Sherrill sat up and looked startled.

“Tonight!” she echoed. “Why, I could go, of course—but—I’m not sure how Aunt Patricia would take it. She’s been wonderful to me, and I wouldn’t like to hurt her. I ought to ask her—!”

“Of course!” said Copeland. “Where is she? Let’s go to her at once! I’ll try to make her see it. And—well—if this thing succeeds, I’ll be able perhaps to make it up to her about losing you so suddenly. It might just happen that I would be put in the east to look after a new branch of the business. We could live around here if that would make it pleasanter for her.”

“How wonderful!” said Sherrill. “Let’s go up to her room! I know she’ll be kind of expecting us.”

So they went up the stairs with arms about one another, utterly unaware of Gemmie, peering out stolidly from behind the living room portieres.

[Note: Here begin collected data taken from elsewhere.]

PR #1387, opened 2024-05-31
feat(core): replace callbacks in `RpcModule` and `Methods`

### LINKED ISSUE #1053: Support overriding existing Methods Callbacks

prestwich:
Allows users to remove or replace methods in the `Methods` and `RpcModule` collections

closes #1053 

this is effectively a successor to #1058, that follows the `HashMap` idiom of returning items when they are replaced. This addresses the [earlier PR review](https://github.com/paritytech/jsonrpsee/pull/1058/files#r1151498070) that it is possible to replace without realizing it, by making all replacements explicit. The caller can then decide whether to drop the replaced functions or not

Also includes `insert_or_replace_if` and `merge_replacing_if` as proposed in #1058 pr review

### DIFF
--- a/core/src/server/rpc_module.rs
+++ b/core/src/server/rpc_module.rs
@@ -1159,9 +1159,6 @@ impl<Context: Send + Sync + 'static> RpcModule<Context> {
 		R: IntoSubscriptionCloseResponse + Send,
 	{
 		let prev = self.methods.remove(subscribe_method_name);
-		// This method is auto-generated within the `register_subscription`
-		// method. As such we can safely remove it without returning it.
-		self.methods.remove(unsubscribe_method_name);
 
 		// Errors here can be ignored, as we know the method is not already
 		// registered (we just removed it).
--- a/core/src/server/rpc_module.rs
+++ b/core/src/server/rpc_module.rs
@@ -261,6 +261,9 @@ impl Methods {
 	/// to determine whether to replace the existing method.
 	///
 	/// Returns the previous method callback if it was replaced.
+	///
+	/// Note: If a conflict exists, and `cond` evaluates to false, the method
+	/// will not be replaced and the new method will be dropped.
 	pub fn insert_or_replace_if(
 		&mut self,
 		name: &'static str,
@@ -325,7 +328,14 @@ impl Methods {
 	/// Merge two [`Methods`]'s by adding all [`MethodCallback`]s from `other`
 	/// into `self`. If a method with the same name already exists, evaluates
 	/// the provided `cond` with the method name to determine whether to
-	/// replace the existing method. Returns a list of removed methods.
+	/// replace the existing method. Uses [`Self::insert_or_replace_if`]
+	/// internally.
+	///
+	/// Returns a list of removed methods.
+	///
+	/// Note: If a conflict exists, and `cond` evaluates to false, the method
+	/// will not be replaced and the new method will be dropped. Methods
+	/// dropped this way will **not** be included in the returned list.
 	pub fn merge_replacing_if(
 		&mut self,
 		other: impl Into<Methods>,
--- a/core/src/server/rpc_module.rs
+++ b/core/src/server/rpc_module.rs
@@ -980,6 +980,8 @@ impl<Context: Send + Sync + 'static> RpcModule<Context> {
 		R: IntoSubscriptionCloseResponse + Send,
 	{
 		let prev = self.methods.remove(subscribe_method_name);
+		// This method is auto-generated within the `register_subscription`
+		// method. As such we can safely remove it without returning it.
 		self.methods.remove(unsubscribe_method_name);
 
 		// Errors here can be ignored, as we know the method is not already
--- a/core/src/server/rpc_module.rs
+++ b/core/src/server/rpc_module.rs
@@ -250,10 +250,8 @@ impl Methods {
 
 	/// Inserts the method callback for a given name, replacing any existing
 	/// method with the same name.
-	pub fn insert_replacing(&mut self, name: &'static str, callback: MethodCallback) -> Option<MethodCallback> {
-		let prev = self.remove(name);
-		let _ = self.verify_and_insert(name, callback);
-		prev
+	pub fn insert(&mut self, name: &'static str, callback: MethodCallback) -> Option<MethodCallback> {
+		self.mut_callbacks().insert(name, callback)
 	}
 
 	/// Inserts the method callback for a given name. If a method with the same
@@ -264,7 +262,7 @@ impl Methods {
 	///
 	/// Note: If a conflict exists, and `cond` evaluates to false, the method
 	/// will not be replaced and the new method will be dropped.
-	pub fn insert_or_replace_if(
+	pub fn replace_if(
 		&mut self,
 		name: &'static str,
 		callback: MethodCallback,
@@ -328,7 +326,7 @@ impl Methods {
 	/// Merge two [`Methods`]'s by adding all [`MethodCallback`]s from `other`
 	/// into `self`. If a method with the same name already exists, evaluates
 	/// the provided `cond` with the method name to determine whether to
-	/// replace the existing method. Uses [`Self::insert_or_replace_if`]
+	/// replace the existing method. Uses [`Self::replace_if`]
 	/// internally.
 	///
 	/// Returns a list of removed methods.
@@ -345,7 +343,7 @@ impl Methods {
 
 		let mut removed = Vec::with_capacity(other.callbacks.len());
 		for (name, callback) in other.mut_callbacks().drain() {
-			if let Some(prev) = self.insert_or_replace_if(name, callback, &cond) {
+			if let Some(prev) = self.replace_if(name, callback, &cond) {
 				removed.push((name, prev));
 			}
 		}
--- a/core/src/server/rpc_module.rs
+++ b/core/src/server/rpc_module.rs
@@ -311,7 +311,7 @@ impl Methods {
 	/// Merge two [`Methods`]'s by adding all [`MethodCallback`]s from `other`
 	/// into `self`, removing and returning any existing methods with the same
 	/// name.
-	pub fn merge_replacing(&mut self, other: impl Into<Methods>) -> Vec<(&'static str, MethodCallback)> {
+	pub fn merge_replace(&mut self, other: impl Into<Methods>) -> Vec<(&'static str, MethodCallback)> {
 		let mut other = other.into();
 		let callbacks = self.mut_callbacks();
 
@@ -336,7 +336,7 @@ impl Methods {
 	/// Note: If a conflict exists, and `cond` evaluates to false, the method
 	/// will not be replaced and the new method will be dropped. Methods
 	/// dropped this way will **not** be included in the returned list.
-	pub fn merge_replacing_if(
+	pub fn merge_replace_if(
 		&mut self,
 		other: impl Into<Methods>,
 		cond: impl Fn(&'static str) -> bool,
--- a/core/src/server/rpc_module.rs
+++ b/core/src/server/rpc_module.rs
@@ -257,8 +257,8 @@ impl Methods {
 	}
 
 	/// Inserts the method callback for a given name. If a method with the same
-	/// name already exists, evaluates the provided closure to determine whether
-	/// to replace the existing method.
+	/// name already exists, evaluates the provided `cond` with the method name
+	/// to determine whether to replace the existing method.
 	///
 	/// Returns the previous method callback if it was replaced.
 	pub fn insert_or_replace_if(
@@ -324,8 +324,8 @@ impl Methods {
 
 	/// Merge two [`Methods`]'s by adding all [`MethodCallback`]s from `other`
 	/// into `self`. If a method with the same name already exists, evaluates
-	/// the provided `cond` to determine whether to replace the existing
-	/// method. Returns a list of removed methods.
+	/// the provided `cond` with the method name to determine whether to
+	/// replace the existing method. Returns a list of removed methods.
 	pub fn merge_replacing_if(
 		&mut self,
 		other: impl Into<Methods>,
--- a/core/src/server/rpc_module.rs
+++ b/core/src/server/rpc_module.rs
@@ -551,6 +551,16 @@ impl<Context> From<RpcModule<Context>> for Methods {
 }
 
 impl<Context: Send + Sync + 'static> RpcModule<Context> {
+	/// Return a mutable reference to the currently registered methods.
+	pub fn methods_mut(&mut self) -> &mut Methods {
+		&mut self.methods
+	}
+
+	/// Remove a method by name.
+	pub fn remove_method(&mut self, method_name: &'static str) -> Option<MethodCallback> {
+		self.methods.remove(method_name)
+	}
+
 	/// Register a new synchronous RPC method, which computes the response with the given callback.
 	///
 	/// ## Examples
@@ -588,7 +598,9 @@ impl<Context: Send + Sync + 'static> RpcModule<Context> {
 		R: IntoResponse + 'static,
 		F: Fn(Params, &Context, &Extensions) -> R + Send + Sync + 'static,
 	{
-		let prev = self.methods.remove(method_name);
+		let prev = self.remove_method(method_name);
+		// Errors here can be ignored, as we know the method is not already
+		// registered (we just removed it).
 		let _ = self.register_method(method_name, callback);
 		prev
 	}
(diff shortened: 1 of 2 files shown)


core/src/server/rpc_module.rs
```diff
@@ -266,6 +279,23 @@ impl Methods {
 		Ok(())
 	}
 
+	/// Merge two [`Methods`]'s by adding all [`MethodCallback`]s from `other`
+	/// into `self`, removing and returning any existing methods with the same
+	/// name.
+	pub fn merge_replacing(&mut self, other: impl Into<Methods>) -> Vec<(&'static str, MethodCallback)> {
```
niklasad1, line 314: As discussed in the predecessor PR, this API isn't great because it's hard to know which callback that was replaced.

For instance if one has several RpcModule's and one would want to merge it into a single RpcModule that actual merge order matters and you may end up with unexpected callback is overwritten.

```rust
fn default_setup () -> RpcModule {
   let apis = Vec<RpcModule>;
   let mut api = RpcModule::new(());
   for a in apis {
      api.merge_replace(a);
   }
}

```

I would personally prefer merge_if but I guess we could have both

core/src/server/rpc_module.rs
```diff
@@ -266,6 +308,50 @@ impl Methods {
...
```
niklasad1, line 314: rename `merge_replace` is sufficient

core/src/server/rpc_module.rs
prestwich: unlike the previous PR, this returns an explicit list of methods overridden, which is the rust idiom for maps like this

merge_replace_if is also included now :)

core/src/server/rpc_module.rs
```diff
@@ -243,6 +243,48 @@ impl Methods {
...
 	}
 
+	/// Remove a method by name.
+	pub fn remove(&mut self, name: &'static str) -> Option<MethodCallback> {
+		self.mut_callbacks().remove(name)
+	}
+
+	/// Inserts the method callback for a given name, replacing any existing
+	/// method with the same name.
+	pub fn insert_replacing(&mut self, name: &'static str, callback: MethodCallback) -> Option<MethodCallback> {
```
niklasad1, line 253: rename `insert` is sufficient IMO :)

core/src/server/rpc_module.rs
```diff
@@ -243,6 +243,48 @@ impl Methods {
...
+
+	/// Inserts the method callback for a given name. If a method with the same
+	/// name already exists, evaluates the provided `cond` with the method name
+	/// to determine whether to replace the existing method.
+	///
+	/// Returns the previous method callback if it was replaced.
+	///
+	/// Note: If a conflict exists, and `cond` evaluates to false, the method
+	/// will not be replaced and the new method will be dropped.
+	pub fn insert_or_replace_if(
```
niklasad1, line 267:
```suggestion
	pub replace_if(
```

core/src/server/rpc_module.rs
niklasad1, line 253:
```suggestion
	pub fn insert(&mut self, name: &'static str, callback: MethodCallback) -> Option<MethodCallback> {
```

prestwich:
pushing renamings as you suggest :)

core/src/server/rpc_module.rs
niklasad1: cool, sorry missed that

prestwich: no worries, i think i pushed it after you started the review

core/src/server/rpc_module.rs
```diff
@@ -820,6 +960,34 @@ impl<Context: Send + Sync + 'static> RpcModule<Context> {
...
+		F: (Fn(Params<'static>, PendingSubscriptionSink, Arc<Context>, Extensions) -> Fut)
+			+ Send
+			+ Sync
+			+ Clone
+			+ 'static,
+		Fut: Future<Output = R> + Send + 'static,
+		R: IntoSubscriptionCloseResponse + Send,
+	{
+		let prev = self.methods.remove(subscribe_method_name);
+		self.methods.remove(unsubscribe_method_name);
```
niklasad1, line 983: You can add a comment that this callback is generated jsonrpsee and that's is why it's just removed and not returned here

niklasad1 (commented):
Looks clean.

We just need something better for `replace_method/remove` and similar APIs because it would potentially overwrite a subscription callback with arbitrary method callback and the unsubscription would be still be in the HashMap which isn't good.

Thus, we need to check the kind of the method when it's removed as well to do that correctly.

prestwich:
quick idea:
- Add `unsubscribe_method_name`  as a prop of `MethodCallback::Subscription` so that we can always identify the unsub method

prestwich:
on reflection, i think that this would have to be a more significant refactor in a separate PR. My proposed solution for now would be to note this possibility in the documentation of every merge/remove/replace/replace_if method

niklasad1:
> on reflection, i think that this would have to be a more significant refactor in a separate PR. My proposed solution for now would be to note this possibility in the documentation of every merge/remove/replace/replace_if method

I can't accept such code but lemme a have look how difficult it's to fix that.

prestwich:
Is the main blocker that it is possible to construct modules with dangling handlers _at all_? or that users may do that accidentally?

If the latter, how would you feel about `#[doc(hidden)] pub trait HazardousModuleMutations` to encapsulate dangerous behavior behind an explicit user opt-in?

prestwich:
> quick idea:
> 
> * Add `unsubscribe_method_name`  as a prop of `MethodCallback::Subscription` so that we can always identify the unsub method

I started on the above and realized that it would be broken by the aliasing system, as you could always alias an unsubscribe method, and leave it dangling regardless of any care in the remove method. This means that we have to track aliases separately. So to that end, I have done the more significant refactor I didn't want to do 🫡 

New behavior:
- `Subscribe` and `Unsubscribes` now store the name of their corresponding method
- when `remove()` removes a subscribe or an unsubscribe, it removes the corresponding method as well.
- `remove()` called on an unsubscribe returns the subscribe
- Aliases are now first-class citizens instead of cloned Arcs. This is necessary to ensure that aliases never allow dangling subscribe/unsubscribe entires

Aliases now work as follows
- `MethodCallback` can be downgraded to `WeakMethodCallback`
- the `MethodCallback::Alias` variant stores a `WeakMethodCallback`
- the `WeakMethodCallback` can be upgraded to a `MethodCallback`, provided the original method still exists (presumably owned by the map) 
- `method` and  `method_with_name` now resolve aliases by checking for `MethodCallback::Alias` and upgrading the result.
- Aliases with dangling targets are treated like empty map entries for most purposes

However, there are small breaking interface changes
- Changing contents of `MethodCallback::Subscription` and `MethodCallback::Unsubscription`
- Adding the `Alias` variant to the `MethodCallback` enum
- `method` and `method_with_name` now return `MethodCallback` instead of `&MethodCallback)

Followup questions:
- Should we opportunistically prune dangling aliases? Reaping them would only save a fat pointer and an indirection, so it seems fine to leave them in the map
- should aliases with dangling targets be replacable by `insert` and `register` functions? (i.e. should `verify_method_name` check if the map contains a dangling alias at that method name, and allow replacement if the alias is dangling)

niklasad1:
It's not only a dangling unsubscribe handler that is an issue but it's possible to i) overwrite a "unsubscribe callback" with "method callback" ii) overwrite a "method callback" with a "subscription without a unsubscribe callback"..... There may other edge-cases as well....

A subscription without a unsubscribe callback is most concerning to me because it may not be possible to unsubscribe then without terminating the connection.

So the type of "method callback" must be checked to do this correctly. 

```rust
	pub fn merge_replace(&mut self, other: impl Into<Methods>) -> Vec<(&'static str, MethodCallback)> {
		let mut other = other.into();
		let callbacks = self.mut_callbacks();

		let mut removed = Vec::with_capacity(other.callbacks.len());
		for (name, callback) in other.mut_callbacks().drain() {
			let new = callback.kind();

			if let Some(prev) = callbacks.insert(name, callback) {
				let old = prev.kind();

				match (old, new) {
					(MethodKind::Subscription, MethodKind::Subscription)
					| (MethodKind::MethodCall, MethodKind::MethodCall)
					| (MethodKind::Unsubscription, MethodKind::Unsubscription) => {
						removed.push((name, prev));
					}
					(MethodKind::Subscription, other) if other.is_method_call() => {
						todo!("remove unsubscribe handler")
					}
					(MethodKind::Unsubscription, other) if other.is_method_call() =>   {
						todo!("remove subscription handler")
					}
					(_other, MethodKind::Subscription) => {
						todo!("can't replace method call with subscription handler without unsubscribe handler");
					}
					_ => {
						panic!("Unsupported")
					}
				};
			};
		}
		removed
	}
```


However, I think it's not possible to handle it when a "method call" is replaced by a "subscription call" rather than throwing an error or panic:ing but that defeats the purpose of merge_replace stuff.

/cc @jsdw @lexnv Thoughts? I'm not sure about this API anymore and may be better to not support it anyway because it ended up to something way more complicated that I had in mind....

prestwich:
> It's not only a dangling unsubscribe handler that is an issue but it's possible to i) overwrite a "unsubscribe callback" with "method callback" ii) overwrite a "method callback" with a "subscription without a unsubscribe callback"..... There may other edge-cases as well....

> So the type of "method callback" must be checked to do this correctly.

Yes exactly. This is the problem the latest commit resolves. Please see how those are handled by the [remove function](https://github.com/paritytech/jsonrpsee/pull/1387/files#diff-dc533588250ea236f580d7fdaf87cdfce2ec80da031de9067b1088465a555998R398-R410). By ensuring that the `Subscription` and `Unsubscription` are removed only as a unit we ensure that there can be no dangling handlers. The danger of using `mut_callbacks` is called out in the [documentation on that function](https://github.com/paritytech/jsonrpsee/pull/1387/files#diff-dc533588250ea236f580d7fdaf87cdfce2ec80da031de9067b1088465a555998R327-R350), and all other functions have been rewritten to use `remove` (see logic of [`replace`](https://github.com/paritytech/jsonrpsee/pull/1387/files#diff-dc533588250ea236f580d7fdaf87cdfce2ec80da031de9067b1088465a555998R415), [`replace_if`](https://github.com/paritytech/jsonrpsee/pull/1387/files#diff-dc533588250ea236f580d7fdaf87cdfce2ec80da031de9067b1088465a555998R460), [`merge_replace`](https://github.com/paritytech/jsonrpsee/pull/1387/files#diff-dc533588250ea236f580d7fdaf87cdfce2ec80da031de9067b1088465a555998R493), etc)

core/src/server/rpc_module.rs
```diff
@@ -243,9 +439,26 @@ impl Methods {
...
+		name: &'static str,
+		callback: MethodCallback,
+		cond: impl Fn(&'static str) -> bool,
+	) -> Option<MethodCallback> {
+		if self.callbacks.contains_key(name) && !cond(name) {
+			return None;
+		}
+
+		self.remove(name);
+		self.replace(name, callback)
```
prestwich, line 461: the `remove` is redundant, as `remove` is called in replace

jsdw:
Niklas is away for a couple more weeks still, and so just as a heads up @prestwich, it's unlikely that much progress will happen on this PR until he's returned! When back and caught up we'll be able to give better feedback and progress this :)

prestwich:
cool, any updates on when he'll be back?

niklasad1:
Hey, I'm back but I'll take a look at this again next week.

Sorry for slow response here

niklasad1:
Hey again,

I haven't changed my mind regarding the "dangling handler" this because I regard the `remove API` explicit which applies per RpcModule and states that it's the user's responsibility to remove handlers if it's a subscription but yeah it's a maybe a gray area and perhaps my interpretation is wrong.  

Anyway, this PR will allow merge any number RpcModule's "to be merged" which I believe is a footgun and much harder to know whether something was leaked. As we have been discussing earlier.

This was not really obvious when making this PR and I think the overall good quality of your PR was good.
I'll take some time review this thoroughly, thanks for your patience

prestwich:
> Anyway, this PR will allow merge any number RpcModule's "to be merged" which I believe is a footgun and much harder to know whether something was leaked as we have been discussing earlier.

as noted above, in the current PR it is impossible to "leak" anything at any point, as the data structure no longer permits dangling handlers at all

core/src/server/rpc_module.rs
```diff
@@ -521,6 +783,16 @@ impl<Context> From<RpcModule<Context>> for Methods {
 }
 
 impl<Context: Send + Sync + 'static> RpcModule<Context> {
+	/// Return a mutable reference to the currently registered methods.
+	pub fn methods_mut(&mut self) -> &mut Methods {
```
niklasad1, line 787: We don't want to expose this, can you remove it or make it private?

It's doesn't seem to used.

core/src/server/rpc_module.rs
```diff
@@ -221,6 +322,101 @@ impl Methods {
...
+	}
+
+	/// Register a new alias for a target method, or returns an error if the
+	/// alias name was already taken. If the target method does not exist, the
+	/// alias will not be registered.
+	pub fn register_alias(
+		&mut self,
+		alias: &'static str,
+		target_name: &'static str,
+	) -> Result<(), RegisterMethodError> {
```
niklasad1, line 387: We returned an error if the target_name wasn't not registered before and I would like to keep it that way.

Why did you change that (maybe I'm missing something)?

core/src/server/rpc_module.rs
```diff
@@ -142,6 +157,52 @@ impl CallOrSubscription {
...
 }
 
+/// The [`Weak`] equivalent of [`MethodCallback`]. This allows the [`Methods`]
+/// map to store aliases to the method callbacks and ensures that any dangling
+/// alias references are safely handled.
+///
+/// This type is an implementation detail of the method aliasing system and
+/// should not be used directly.
+#[derive(Clone, Debug)]
+pub enum WeakMethodCallback<'a> {
```
niklasad1, line 167: dq: do we really need this Weak stuff if remove/merge actually takes of the subscription handlers?

core/src/server/rpc_module.rs
```diff
@@ -150,9 +211,48 @@ pub enum MethodCallback {
...
-	Unsubscription(UnsubscriptionMethod),
+	Unsubscription {
+		/// The unsubscription method handler, usually auto-generated on
+		/// subscription insertion.
+		method: UnsubscriptionMethod,
+		/// The name of the associated subscription method.
+		subscribe_method_name: &'static str,
+	},
+	/// The method is an alias for another method.
+	Alias(WeakMethodCallback<'static>),
```
niklasad1, line 229: How is this intended to work?
If one enables an alias for method a and method a is replaced by another callback?
Is the alias just disabled i.e, dangling/weak or is supposed to point the new callback?

core/src/server/rpc_module.rs
```diff
@@ -221,6 +322,101 @@ impl Methods {
...
+	pub fn method_names(&self) -> impl Iterator<Item = &'static str> + '_ {
+		self.callbacks.keys().copied()
+	}
+
+	/// Returns the method callback along with its name. The returned name is same as the
+	/// `method_name`, but its lifetime bound is `'static`.
+	pub fn method_with_name(&self, method_name: &str) -> Option<(&'static str, MethodCallback)> {
+		self.callbacks.get_key_value(method_name).and_then(|(k, v)| {
+			let v = match v {
+				MethodCallback::Alias(alias) => alias.upgrade()?,
```
niklasad1, line 373: Ok, it's just using the inner callback as an alias then.

I think it's better to remove MethodCallback::Alias then it just adds a bunch of confusion when matching on it with unreachable.

niklasad1 (commented):
Looks overall reasonable and I left some comments in the code.

In order for me to happy with this I would like to have some tests for this such as such as merge two rpc modules with conflicting subscription and methods works as intended.

Then it looks to me like aliases won't work when after a handler with aliases is replaced, so I want additional info how it's intended to work.

core/src/server/rpc_module.rs
prestwich: > If one enables an alias for method a and method a is replaced by another callback?

like the current aliasing system, the alias points to the underlying callback, not to the aliased name. However, unlike the current aliasing system, the alias no longer keeps the callback "alive" like the canonical name does. Removing the canonical name will remove the callback from the map and the alias's will no longer work

Using a weak is important to preventing dangling handlers. If we allow the alias to keep the callback alive, then we can create dangling handlers by aliasing subscribe functions before removing them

They appeared that way in Aunt Pat’s doorway when she had bidden them enter, for all the world like two children come to confess some prank.

“I see how it is with you,” said Aunt Pat with a pleased grin as they stood a second, at a loss how to begin. “I expected it, of course.”

“I know you don’t know a thing about me,” began the lover, searching around in his legal mind for the things he had prepared to say, “but I’ve brought some credentials.”

“Don’t bother!” said Aunt Pat indifferently. “I wasn’t quite a fool! You didn’t suppose I was going to put my child in danger of a second heartbreak, did you? I looked you up the day the first flowers came.”

“Why, Aunt Pat!” said Sherrill, aghast. “You said you trusted him utterly! You said you knew a man when you saw one!”